WHAT IS NEEDED:
Please retype the listing below, matching every line exactly.
[SUPPLIED RECORDS — start]
PR #14634, opened 2022-06-13
fix(postgres): use schema set in sequelize config by default

nholmes3:
### Pull Request Checklist

_Please make sure to review and check all of these items:_

- [x] Have you added new tests to prevent regressions?
- [x] Does `yarn test` or `yarn test-DIALECT` pass with this change (including linting)?
- [x] Is a documentation update included (if this change modifies existing APIs, or introduces new ones)?
- [x] Did you update the typescript typings accordingly (if applicable)?
- [x] Does the description below contain a link to an existing issue (Closes #[issue]) or a description of the issue you are solving?
- [x] Did you follow the commit message conventions explained in [CONTRIBUTING.md](https://github.com/sequelize/sequelize/blob/main/CONTRIBUTING.md)?

### Description Of Change

This is an attempt at fixing a bug where the Postgres Query Generator does not respect a custom schema name if it is provided.

[This comment](https://github.com/sequelize/cli/issues/284#issuecomment-573351082) on [Issue #248 of sequelize/cli](https://github.com/sequelize/cli/issues/284) describes the problem in detail.

PR #14657, opened 2022-06-17
fix(mysql,mariadb): remove extra `FROM` from showIndexes

ephys:
### Pull Request Checklist

### Description Of Change

Our implementation of MySQL schemas is very broken. MySQL does not have a concept of 'database', and when you see the word 'database' in the MySQL doc, it actually means what we understand as 'schema' in our codebase (`CREATE DATABASE` and `CREATE SCHEMA` are synonymous in MySQL).

This PR also fixes our MySQL implementation of `showIndexesQuery`.

[The query is defined as follows:](https://dev.mysql.com/doc/refman/8.0/en/show-index.html)

```
SHOW INDEX
  {FROM} tbl_name
  [{FROM} db_name]
```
[SUPPLIED RECORDS — finish]
ANSWER FOR THIS EXERCISE:
PR #14634, opened 2022-06-13
fix(postgres): use schema set in sequelize config by default

nholmes3:
### Pull Request Checklist

_Please make sure to review and check all of these items:_

- [x] Have you added new tests to prevent regressions?
- [x] Does `yarn test` or `yarn test-DIALECT` pass with this change (including linting)?
- [x] Is a documentation update included (if this change modifies existing APIs, or introduces new ones)?
- [x] Did you update the typescript typings accordingly (if applicable)?
- [x] Does the description below contain a link to an existing issue (Closes #[issue]) or a description of the issue you are solving?
- [x] Did you follow the commit message conventions explained in [CONTRIBUTING.md](https://github.com/sequelize/sequelize/blob/main/CONTRIBUTING.md)?

### Description Of Change

This is an attempt at fixing a bug where the Postgres Query Generator does not respect a custom schema name if it is provided.

[This comment](https://github.com/sequelize/cli/issues/284#issuecomment-573351082) on [Issue #248 of sequelize/cli](https://github.com/sequelize/cli/issues/284) describes the problem in detail.

PR #14657, opened 2022-06-17
fix(mysql,mariadb): remove extra `FROM` from showIndexes

ephys:
### Pull Request Checklist

### Description Of Change

Our implementation of MySQL schemas is very broken. MySQL does not have a concept of 'database', and when you see the word 'database' in the MySQL doc, it actually means what we understand as 'schema' in our codebase (`CREATE DATABASE` and `CREATE SCHEMA` are synonymous in MySQL).

This PR also fixes our MySQL implementation of `showIndexesQuery`.

[The query is defined as follows:](https://dev.mysql.com/doc/refman/8.0/en/show-index.html)

```
SHOW INDEX
  {FROM} tbl_name
  [{FROM} db_name]
```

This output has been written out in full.